[Start of section]

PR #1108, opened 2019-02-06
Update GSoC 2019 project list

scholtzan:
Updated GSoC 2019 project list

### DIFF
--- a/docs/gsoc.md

[End of section]

_What to produce_. Would you return all of the data exactly as given?

_Exercise solution_.
PR #1108, opened 2019-02-06
Update GSoC 2019 project list

scholtzan:
Updated GSoC 2019 project list

### DIFF
--- a/docs/gsoc.md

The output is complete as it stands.